Task brief:
Which lines below contain the word "const"? Copy each of them.
********************
PR #401, opened 2020-11-09
DDB-1262 - Edit measure link update

leighjohnson-friday:
Update to back link so it always points to measure list page to prevent redirection confusion if a user has come back from delete measure screen.


mateen-hussain (approved):

mateen-hussain:
Love short PRs :)

PR #411, opened 2020-11-11
DDB-1312 - Bug fix for updating group description 

leighjohnson-friday:
Bug fix - when updating group description ensure we also update the name field


dtaylor7 (approved):
looks good, we need to make sure its fully tested before deploy to prod tomo?

mateen-hussain (approved):

PR #412, opened 2020-11-11
Base search measures page

mateen-hussain:


pages/search-transition-readiness/SearchTransitionReadiness.js
```diff
@@ -0,0 +1,29 @@
...
+
+  get middleware() {
+    return [
+      ipWhiteList,
+      ...authentication.protect(['viewer', 'static', 'devolved_administrations'])
+    ];
+  }
+
+  static get isEnabled() {
+    return true;
```
dtaylor7, line 19: change this to false

dtaylor7: means that it cannot be accessed when pushed in staging. when developing we can remove the entire function

dtaylor7 (approved):

PR #413, opened 2020-11-12
DDB-1209 Allow entities to be filtered based on role

gds-gharper:


helpers/transitionReadinessData.js
```diff
@@ -248,24 +261,41 @@ const mapProjectsToEntities = async (entitesInHierarchy) => {
       entity.children = entity.children.filter(entity => {
         const isProject = entity.categoryId === projectsCategory.id;
         if(isProject) {
-          return entity.children && entity.children.length;
+          if (entity.children && entity.children.length) {
+            // console.log(`Adding project ${entity.publicId}`);
+            return true;
```
leighjohnson-friday, line 266: There are a few commented out console logs which should really be removed

helpers/transitionReadinessData.js
```diff
@@ -248,24 +261,41 @@ const mapProjectsToEntities = async (entitesInHierarchy) => {
...
     if(entity.categoryId === projectsCategory.id) {
       const project = projects.find(project => project.uid === entity.publicId);
       if(project) {
         mapProjectToEntity(milestoneFieldDefinitions, projectFieldDefinitions, entity, project);
         entity.isLastExpandable = true;
+      /* 
+      } else {
+        console.log(`Cannot find Project ${entity.publicId} (either deleted or missing milestones)`);
+      */
+      }
```
leighjohnson-friday, line 285: Is this else statement required?

helpers/transitionReadinessData.js
```diff
@@ -431,60 +461,101 @@ const getAllEntities = async () => {
...
+      heirarchy.push(entitiesMapped)
     }
-    entitesInHierarchy.push(entitesMapped)
+
+    await cache.set(`cache-transition-overview`, JSON.stringify(heirarchy));
   }
 
-  await cache.set(`cache-transition-overview`, JSON.stringify(entitesInHierarchy));
+  heirarchy = whitelistEntityHeirarchy(entitiesUserCanAccess,heirarchy);
```
leighjohnson-friday, line 525: Does the setting of cache above need to happen after whitelistEntityHeirarchy?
********************
Exercise result:
@@ -248,24 +261,41 @@ const mapProjectsToEntities = async (entitesInHierarchy) => {
         const isProject = entity.categoryId === projectsCategory.id;
@@ -248,24 +261,41 @@ const mapProjectsToEntities = async (entitesInHierarchy) => {
       const project = projects.find(project => project.uid === entity.publicId);
@@ -431,60 +461,101 @@ const getAllEntities = async () => {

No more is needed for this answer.